I am a Hindu and Love a Christian

Suma says: April 5, 2017 at 12:43 pm

Hi..I am a Hindu and I am in love with a Christian guy.His ancestors are converted from Hindu to Christian. Initially my parents were not accepting our relationship but now somehow my parents are ready to meet his parents. His parents are good but they wanted a Christian style wedding only. Even my boyfriend wanted the same. But I wanted wedding to happen in both style as I don’t want to hurt anyone’s feeling. Is this possible? Or should I convince my parents.can you suggest me how to convince them. what will be good for us? -Suma

Suma says: May 10, 2017 at 4:44 am

Can you tell me the difference between baptism and conversion. We are going to do wedding in both the style but for church wedding Baptism is required. Can I go for baptism but still follow both Hindu and Christian traditions? What is wrong in that?
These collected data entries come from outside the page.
PR #221, opened 2019-02-22
CreateFile should not check if a path is a file or a directory if the path do not exist

TrabacchinLuigi:
fix: while invoking DIR from command prompt Mirror.CreateFile() was throwing an exception

### DIFF
--- a/sample/DokanNetMirror/Mirror.cs
+++ b/sample/DokanNetMirror/Mirror.cs
@@ -138,7 +138,7 @@ namespace DokanNetMirror
                 try
                 {
                     pathExists = (Directory.Exists(filePath) || File.Exists(filePath));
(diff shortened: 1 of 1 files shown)


Liryna:
Hi @TrabacchinLuigi ,

Thank you for the PR ! Just to be sure, the exception would be a silence now ? did not disturb the mirror behavior ?

TrabacchinLuigi:
Hi, i'm not really sure about what you mean with _"the exception would be a silence now ?"_ 
I can say, i notice that using DIR from command prompt was throwing an exception because it tried to invoke `CreateFile` with weird paths like _N:\whatever\*_ and then to check if it was a directory it was throwing because there was no such path, so it looked safe to assume if the path does not exist, it was not a directory, the exception gone away, and the everything seemed to work the same

Liryna:
Oh Ok I see 👍 All good for me so. Thank you for the details.

PR #222, opened 2019-02-22
Fix: File.SetAttribute could fail, but the file stream will be kept open

TrabacchinLuigi:


Liryna:
Hi @TrabacchinLuigi ,

Thank you for the PR 👍 Well found for the context leak here

TrabacchinLuigi:
What about this not passing some tests ? it looked weird...

PR #223, opened 2019-02-22
Mirror parameters

TrabacchinLuigi:
It just seems i'm not be able to do just one commit

### DIFF
--- a/sample/DokanNetMirror/Program.cs
+++ b/sample/DokanNetMirror/Program.cs
@@ -1,19 +1,35 @@
 using System;
+using System.Linq;
 using DokanNet;
 
 namespace DokanNetMirror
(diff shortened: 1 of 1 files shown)


TrabacchinLuigi:
i'll try to redo this in just one commit, i just don't know GIT so well...

Liryna:
Hi @TrabacchinLuigi ,

Will need to make a rebase your commit see https://stackoverflow.com/questions/5189560/squash-my-last-x-commits-together-using-git and push force to update github

Otherwise, you seems to have a double mount here https://github.com/dokan-dev/dokan-dotnet/pull/223/files#diff-57540511365d3239e7e88f48c8a938cfR32

PR #224, opened 2019-02-25
Allow mirror to accept parameters to specify what to mount and where

TrabacchinLuigi:


Liryna:
Hi @TrabacchinLuigi ,

Thank you for the contribution 👍 💘  This had to be done much before and waited from others 😄 !

PR #225, opened 2019-02-25
Faster ConsoleLogger

TrabacchinLuigi:
This is a faster version, no threads wait for the others to complete, just one thread write the output


Liryna:
Hi @TrabacchinLuigi ,

This looks to be a good way to handle it 👍 Thanks a lot for your contribution 🏆

PR #1339, opened 2020-07-22
Datepicker patch

JohnC-80:
Resolves odd behavior with back-spacing out current input field values.

Approach: 
1) keep state updated when something valid is present
2) only update the formatted value when the incoming value is different.

Additionally, this cleans up the behavior in the storybook story for Datepicker.

Task list
- [x] fixed issue with clear button not appearing
- [x] fixed issue with backspacing
- [x] fixed issue calendar 'cursor' staying in sync with month changes. (a11y)
- [x] issue with focus returning to datepicker when other inputs are selected.
- [x] add usePortal prop to render the calendar into a portal to avoid it being cut off by overflow-hidden containers.


aditya-matukumalli:
@JohnC-80 I am seeing an issue with the `DatePicker` rendered inside a `Card` component. Find the screenshot below
image

This seems to stem from the fact that the `Card` class has got an `overflow: hidden` set on it and that seems to cut off the calendar from displaying.

JohnC-80:
Thanks for reporting @aditya-matukumalli will add to to-do and fix..

PR #1348, opened 2020-08-04
expose EndOfList

aliaksei-chumakou:


NikitaSedyx:
mb it makes sense to export `MultiColumnList` components and export them from lib?

PR #1349, opened 2020-08-04
disable SearchField if loading is true

aliaksei-chumakou:
@JohnC-80 recently I discovered that user can hit search with some filter entered, but search might take time. So user clears the filter, clicks search again, some results are returned, but first one response comes after and rewrites results with the previous search. So maybe it's a good idea to disable fields until previous request is fulfilled, what do you think?


NikitaSedyx:
:+1:

PR #1350, opened 2020-08-04
STCOM-725 Support AutoSuggest field in react-final-form

NikitaSedyx:
https://issues.folio.org/browse/STCOM-725

onStateChange is used for redux-from and onInputChange for final-form

### DIFF
--- a/lib/AutoSuggest/AutoSuggest.js
+++ b/lib/AutoSuggest/AutoSuggest.js
@@ -52,6 +52,7 @@ const propTypes = {
   validationEnabled: PropTypes.bool,
   value: PropTypes.string,
   valueKey: PropTypes.string,
+  withFinalForm: PropTypes.bool,
 };
 
 class AutoSuggest extends React.Component {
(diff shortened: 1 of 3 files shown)


lib/AutoSuggest/readme.md
```diff
@@ -17,4 +17,5 @@ items | List of items to display | | Yes
 onChange | Callback called when the value changes | |
 renderOption | Callback that renders the item in the dropdown | `item => item.value` |
 renderValue | Callback that render the item in the input field | `item => item.value` |
-valueKey | The key in the item object to use as the value. | `"value"`
\ No newline at end of file
+valueKey | The key in the item object to use as the value. | `"value"`
+withFinalForm | toggle form time: tru - final-form, false - redux-from (default) | |
```
AndreiShumski2, line 21: `true`

lib/AutoSuggest/AutoSuggest.js
```diff
@@ -52,6 +52,7 @@ const propTypes = {
   validationEnabled: PropTypes.bool,
   value: PropTypes.string,
   valueKey: PropTypes.string,
+  withFinalForm: PropTypes.string,
```
aliaksei-chumakou, line 55: isn't it bool?

NikitaSedyx: oops, yes

PR #1351, opened 2020-08-04
STCOM-726: Create/Edit User Record: Multi-select custom field does not have a label

BogdanDenis:
## Purpose
- Set correct label for MultiSelection's hidden value input so it no longer violates accessibility guidelines

## Issue
(STCOM-726)[https://issues.folio.org/browse/STCOM-726]

### DIFF
--- a/CHANGELOG.md
+++ b/CHANGELOG.md
@@ -13,6 +13,7 @@
 * Increase test coverage to 80% | Editor. Refs STCOM-660.
 * Increase test coverage to 80% | FilterPaneSearch. Refs STCOM-689.
 * Datepicker refactor: numerous fixes in accessibility, internationalization, usability. Addresses STCOM-325, STCOM-606, STCOM-684, STCOM-640, STCOM-577, STCOM-315, STCOM-653, STCOM-639, STCOM-470, STCOM-641.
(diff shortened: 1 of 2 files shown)


JohnC-80:
@BogdanDenis This is a more complex issue with the general approach we have with this... once HTML5 Validation happens and the focus is trasferred to the hidden-not-hidden input, the interaction gets a bit stuck: Hopefully you're able to see this: https://folio-project.slack.com/files/U7XR660LD/F017GQRCMRT/multi-select-bug.mov

BogdanDenis:
@JohnC-80 the link you sent doesn't work for me... but I think I understand what the issues is. After HTML validation happens when I try to search an option only one character is displayed in the search field, right?
Users - FOLIO

JohnC-80:
Exactly... so I'm wondering if we *could... put an `onFocus` handler on the 'hidden' field to send focus directly to the filter field... seems like focus is going directly to that anything-except-hidden field when the validation triggers. Give it a shot?

BogdanDenis:
@JohnC-80 sure, I'll look into this issue

BogdanDenis:
@JohnC-80 I've created a separate ticket for this issue and we're going to address it in a sprint or two
https://issues.folio.org/browse/STCOM-728
Do you have any objections if I merge this PR now?

PR #1361, opened 2020-08-17
STCOM-728: Fixed odd behavior on MultiSelect on HTML5 validation

rasmuswoelk:
When the `required`-prop was set to `true` and the HTML5 validation kicked in on form submit, the wrong input field was focused and this caused some odd behavior where only one character was shown at a time when filtering the options.

With this change, the focus will be moved from the hidden input value field and over to the visible filter input which fixes the odd behavior.

## Ticket
https://issues.folio.org/browse/STCOM-728

## Changes
- Moving focus from hidden value input to the visible filter input on validation error
- Moved focus to the control element on mobile because the filter input is hidden (and opened by tapping the MultiSelect) on mobile but the keyboard would still show which caused some even more odd behavior.

## Notes
I tested this using the Mac screen reader and NVDA/JAWS on Windows. While it fixes the issue described in the ticket, the focus shifting also removes the "Please fill in this field"-message that is read out by default by all three screen readers when using native HTML5 validation.

I am not sure if there's a way to preserve that message for screen readers while shifting the focus that quickly.

Also, I must admit that this change feels a bit "hacky" but I don't see any other way of doing it without finding a different way to do HTML5 validation that doesn't include having a hidden value input. But I am open to suggestions!


JohnC-80:
The only circumstance where the value field is focused is if there's a validation error - given that, we could possibly use the SRStatus already used by MultiSelect to relay a similar message.

rasmuswoelk:
> The only circumstance where the value field is focused is if there's a validation error - given that, we could possibly use the SRStatus already used by MultiSelect to relay a similar message.

Good idea! I will give it a shot.

PR #1368, opened 2020-08-24
STCOM-492 : Fixed operator from = to == in order to improve performance

dutr5288:
The "*=*" syntax is translated to *~ regex* search on database side and is *very slow*. Since filters search the exact key, we should use "*==*" syntax that translates to *LIKE* (equivalent to exact in most cases) and that is way faster. For example in location filtered instance search, we see performance improved about *30x*.

**Ticket**

[https://issues.folio.org/browse/STCOM-492](https://issues.folio.org/browse/STCOM-492)

**Changes**

Updated operator from "*=*" to "*==*". Please see the commit for the change.


zburke:
Does this handle array search as noted in #927 (where we rolled back the first implementation of STCOM-492 in #925)? 

> Given the current state of CQL-to-SQL translation in cql2pgsjon-java, detailed in [CQLPG-81](https://issues.folio.org/browse/CQLPG-81), #925 inadvertently broke searching for array fields. Once query translation is updated, we'll consider reinstating this PR. 

I see that CQLPG-81 is closed now. Are we certain that we can filter by string-values (filter items by status, of which they have one) and array-values (filter items by language, of which they have many) when this PR is in place?

zburke:
Note also the performance issue may be substantially mitigated by [STCOM-662](https://issues.folio.org/browse/STCOM-662) since filters that _know_ they want `==` have the ability to specify it. Granted, that's opt-in, and it would be nice if we could make this efficient by default.

dutr5288:
@zburke hmm. this is what i see in the commit of STCOM-662 : 
`          const { operator = '=' } = group;
`
if we use it as the standard way of implementing the operator that i would rather using '*=*' instead of '*==*'.

zburke:
@dutr5288, my point was that the last time we changed the default from `=` to `==` we broke a bunch of things and it isn't clear to me from the description in this PR that the change here is any different than what was done in #925, even though the codebase has evolved since then on both the front-end and back-end. 

Before we merge this change, I would like for there to be some investigation, and documentation, into how things have evolved such that this change will not lead to same set of the problems that required us to rollback #925 in #927. Sound good?

zburke:
As noted in the comments on [STCOM-492](https://issues.folio.org/browse/STCOM-492), "Some anecdotal testing suggests this will work just fine now, but more thorough testing would be prudent." and that testing hasn't happened.

zburke:
The comments above notwithstanding, we are going to move ahead with this change now because delaying it until the next major release could mean waiting six months or more. We know this will break some filters; we'll fix them. The alternative to small number of broken filters that we can easily fix with a small UI patch is a large number of exceptionally inefficient filters that cannot be fixed without backend work and a reindexing of the database.

PR #1371, opened 2020-08-25
STRIPES-693 Textfield clear not working on iOS.

JohnC-80:
It appears that the clear button is disappearing in the focus state transition before the click handler is called. Placing a tiny timeout here can resolve.

This is despite the fact that focus/blur handlers actually are applied to the parent element of the input/clear button...


lib/TextField/TextField.js
```diff
@@ -273,10 +273,15 @@ Use the "inputRef" prop instead to obtain a ref to the input.`);
     const { currentTarget, relatedTarget } = event;
 
     if (!(relatedTarget && currentTarget.contains(relatedTarget))) {
-      this.setState({
-        focused: false
+      // delay focus stay setting for a whole tick. This is intended to keep the clear button around long enough for its
+      // click event to fire on iOS devices.
+      setTimeout(() => {
```
ViktorSoroka07, line 278: `setTimeout` now causes warning in tests like. Can something be done to avoid such?

```
ERROR: 'Warning: Can't perform a React state update on an unmounted component. This is a no-op, but it indicates a memory leak in your application. To fix, cancel all subscriptions and asynchronous tasks in %s.%s', 'the componentWillUnmount method', '
    in TextField (created by ForwardRef(FormField(TextField)))
    in ForwardRef(FormField(TextField)) (created by ForwardRef(Field))
    in ForwardRef(Field)
    in div (created by Layout)
    in Layout
    in div
    in div
    in Unknown
    in Unknown (created by List)'
```

rasmuswoelk: Maybe store it in a variable and clear the timeout on unmount?

PR #1375, opened 2020-08-27
fix modal backdrop ignoring clicks when closeOnBackgroundClick is passed

MaksymDryha:


rasmuswoelk (approved):
While testing this, I realized that the backdrop couldn't be clicked at all, so I pushed a fix for it.

Can you maybe test it to see if it works as expected?

Approved 👍

aditya-matukumalli (approved):

ryandberger:
Since the CLA is the only thing preventing this from getting merged, I'm going to merge as Admin.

More information: Interfaith marriage with equality, Hindu-Christian Marriage, Bible on Hindus? Christian-Hindu relationships, Marriage & Divorce laws.
Return to Home, Blogs, How to Share? Facebook, Youtube, Twitter, Book, Media.

18 Comments

  • May 3, 2019 11:24 pm

    iam a hindu bengali girl , aftr 2yrs of being in a relation i came to know tht my bf is a christian nonbengali. i am from a middle class family. and i nvr wanted a interfaith marriage,,but i love him really. i dont knw what to do nxt, evn it will b very tough fr my prnts to accept this, please advice

    Reply at https://interfaithshaadi.org/?p=15228

  • July 10, 2017 1:55 am

    Hi admin,
    I am deeply in love with a Christian Marthomite guy. I am a Hindu Nair girl. We both come from the same community (Malayalis). My boyfriend and I have a mutual understanding that neither of us will convert. If we ever do have children in the future, we want our kids to be raised with knowledge of both religions. However, his parents are giving me a hard time and want me to convert in order to be married in the church. I want to have a Hindu ceremony and a Christian ceremony, but they are totally against having a Hindu wedding ceremony. My boyfriends mother feels that I don’t love her son enough in order to convert. My parents have agreed to us getting married and are not giving me a hard time like his parents are. My boyfriend is trying his level best to make his parents understand why I don’t want to convert. Please tell me what should I do?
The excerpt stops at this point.